Work instruction: Output the data below line for line, exactly, up to and including the line where "Something @nickmccleery hit, the" appears.

Exercise data:
PR #6693, opened 2025-05-05
allow var rename with tool equipped

Irev-Dev:
Something @nickmccleery hit, the overlays still appear when you have tool (line circle etc) eqipped in sketch mode, but the buttons don't work because you need to be in the "sketchIdle" state to apply constraints. This makes normally because for most constraints you need to select segments first, but since this all happens from the click of an overlay button it makes sense to allow these events from anywhere in the sketch sub machine

Here's the diagram after the change, hard to read but basically "Constrain with named value" can be used anywhere in sketch as this is the constraint fired from clicking the overlay buttons.

image

This probably closes on of Nick's issues, but not sure which.


src/lang/std/engineConnection.ts
```diff
@@ -937,9 +937,14 @@ class EngineConnection extends EventTarget {
...
+              const pendingCommand =
+                this.engineCommandManager.pendingCommands[message.request_id]
               console.error(
-                `Error in response to request ${message.request_id}:\n${errorsString}
-    failed`
+                `Error in response to request ${message.request_id}:\n${errorsString}\n\nPending command:\n${JSON.stringify(
+                  pendingCommand,
+                  null,
+                  2
+                )}`
```
Irev-Dev, line 947: unrelated, but I had noticed seperately that this error is not very useful if it doesn't show you the request that failed, because the engine doesn't return any info about the request besides it's original id.

andrewvarga (approved):
Makes sense to me.
I'm thinking the event "Constrain with named value" will only be dispatched if the UI allows it anyway, and if it does we want it to be processed so I don't see a risk of moving it ouf of the Sketch Idle state.

PR #6705, opened 2025-05-05
change to no longer parallel for edges

jessfraz:
it was causing a lot of upstream issues with artifact graph and stuff when we threw away the edges the were bad after a chamfer

and @Irev-Dev is going to talk to @benjamaan476 about a new endpoint so this doesn't have to be slow for launch


pierremtb (approved):

Irev-Dev (approved):

Irev-Dev:
still working on the issue (well eating my breakfast atm) will link it when it's ready.

But as a note, we should probably get the engine (and integration into the FE) working before we do a release.

Buuut at the same point things are pretty broken atm, and this will fix them just make things slow so maybe not.

Irev-Dev:
Here it is https://github.com/KittyCAD/engine/issues/3244

PR #6719, opened 2025-05-06
test to repro fillet failed error

jtran:
This is the same as #6155 but rebased and migrated KCL.


jtran:
No, still failing. I'm investigating it though.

Output below:
PR #6693, opened 2025-05-05
allow var rename with tool equipped

Irev-Dev:
Something @nickmccleery hit, the overlays still appear when you have tool (line circle etc) eqipped in sketch mode, but the buttons don't work because you need to be in the "sketchIdle" state to apply constraints. This makes normally because for most constraints you need to select segments first, but since this all happens from the click of an overlay button it makes sense to allow these events from anywhere in the sketch sub machine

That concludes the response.